The brown spot is very common on any deer.... Notice it on both ears. 
I don't know if it's the same, not really bothering me other than asking myself - why do we do this?


----------



## hsiF deR (Oct 4, 2009)

RippinLips14 said:


> I have seen more bucks like this one and even bigger where I hunt which is in blackwater in person and on camera for several years now.


I'm not calling BS on the deer but the above statement is gonna require me to put my boots on cause it's getting deep ........


----------



## Matt Mcleod (Oct 3, 2007)

Brandon_SPC said:


> I don't know though the kids look a like. Might be two different deer.


I don't think that's the G3, I think that's the tip of the G2.


----------



## HeavyD (Oct 18, 2014)

Matt Mcleod said:


> I don't think that's the G3, I think that's the tip of the G2.


Think you might be right about that


----------



## JoeZ (Sep 30, 2007)

Well I was going to post the 130 incher from north of hurricane lake but after this shit storm, I'll refrain.


----------



## tyler0421 (Jan 10, 2008)

I was about to say the same thing joez. That one makes this one look small.


----------



## JoeZ (Sep 30, 2007)

tyler0421 said:


> I was about to say the same thing joez. That one makes this one look small.
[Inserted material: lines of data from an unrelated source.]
PR #117, opened 2020-07-21
add func to count same occurrences of conditions …

xcoulon:
also, add funcs to set/update conditions without duplicate checks

### DIFF
--- a/pkg/condition/condition.go
+++ b/pkg/condition/condition.go
@@ -54,6 +54,19 @@ func IsFalseWithReason(conditions []toolchainv1alpha1.Condition, conditionType t
 	return found && c.Status == apiv1.ConditionFalse && c.Reason == reason
 }
 
+// Count counts the conditions that match the given type/status/reason
+func Count(conditions []toolchainv1alpha1.Condition, conditionType toolchainv1alpha1.ConditionType, status apiv1.ConditionStatus, reason string) int {
+	count := 0
+	for _, c := range conditions {
+		if c.Type == toolchainv1alpha1.TemplateUpdateRequestComplete &&
+			c.Status == status &&
+			c.Reason == reason {
+			count++
+		}
+	}
+	return count
+}
+
 func addOrUpdateStatusCondition(conditions []toolchainv1alpha1.Condition, newCondition toolchainv1alpha1.Condition) ([]toolchainv1alpha1.Condition, bool) {
 	newCondition.LastTransitionTime = metav1.Now()
 
--- a/pkg/condition/condition.go
+++ b/pkg/condition/condition.go
@@ -22,22 +22,13 @@ func AddOrUpdateStatusConditions(conditions []toolchainv1alpha1.Condition, newCo
 	return conditions, atLeastOneUpdated
 }
 
-// AddStatusConditions adds the given conditions *without* checking for duplicate types
-// Sets the `LastTransitionTime` to `metav1.Now()` for each given condition
+// AddStatusConditions adds the given conditions *without* checking for duplicate types (as opposed to `AddOrUpdateStatusConditions`)
+// Also, it sets the `LastTransitionTime` to `metav1.Now()` for each given condition if needed
 func AddStatusConditions(conditions []toolchainv1alpha1.Condition, newConditions ...toolchainv1alpha1.Condition) []toolchainv1alpha1.Condition {
 	for _, cond := range newConditions {
-		cond.LastTransitionTime = metav1.Now()
-		conditions = append(conditions, cond)
-	}
-	return conditions
-}
-
-// SetStatusConditions appends all the given conditions  without checking for duplicate types
-// Sets the `LastTransitionTime` to `metav1.Now()` for each given condition
-func SetStatusConditions(newConditions ...toolchainv1alpha1.Condition) []toolchainv1alpha1.Condition {
-	conditions := []toolchainv1alpha1.Condition{}
-	for _, cond := range newConditions {
-		cond.LastTransitionTime = metav1.Now()
+		if cond.LastTransitionTime.IsZero() {
+			cond.LastTransitionTime = metav1.Now()
+		}
 		conditions = append(conditions, cond)
 	}
 	return conditions
--- a/pkg/condition/condition.go
+++ b/pkg/condition/condition.go
@@ -70,7 +70,7 @@ func IsFalseWithReason(conditions []toolchainv1alpha1.Condition, conditionType t
 func Count(conditions []toolchainv1alpha1.Condition, conditionType toolchainv1alpha1.ConditionType, status apiv1.ConditionStatus, reason string) int {
 	count := 0
 	for _, c := range conditions {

It would eat him for lunch. Check out Coopers Taxidermy on Facebook if you want to see it. Grown ass deer.


----------



## Try'n Hard (Oct 23, 2008)

JoeZ said:


> Well I was going to post the 130 incher from north of hurricane lake but after this shit storm, I'll refrain.



Joe just did it again 
THROW ANOTHER FLAG!!
(But that is a stud)


----------



## JoeZ (Sep 30, 2007)

Won't be my first, won't be my last.


----------



## wld1985 (Oct 2, 2007)

Here's one my dad shot Back in Jan out of Blackwater..


----------



## Try'n Hard (Oct 23, 2008)

Those pics not the same deer. Left sides a little weak. High dollar kitty litter in B/G has me a little suspicious
Also would bet your dad has had one slide out the back of the truck at some point.....most guys don't tie them in that good!!!


----------



## nastukey (Aug 8, 2012)

The body doesn't even look the same. Be nice to have similar pictures for comparison.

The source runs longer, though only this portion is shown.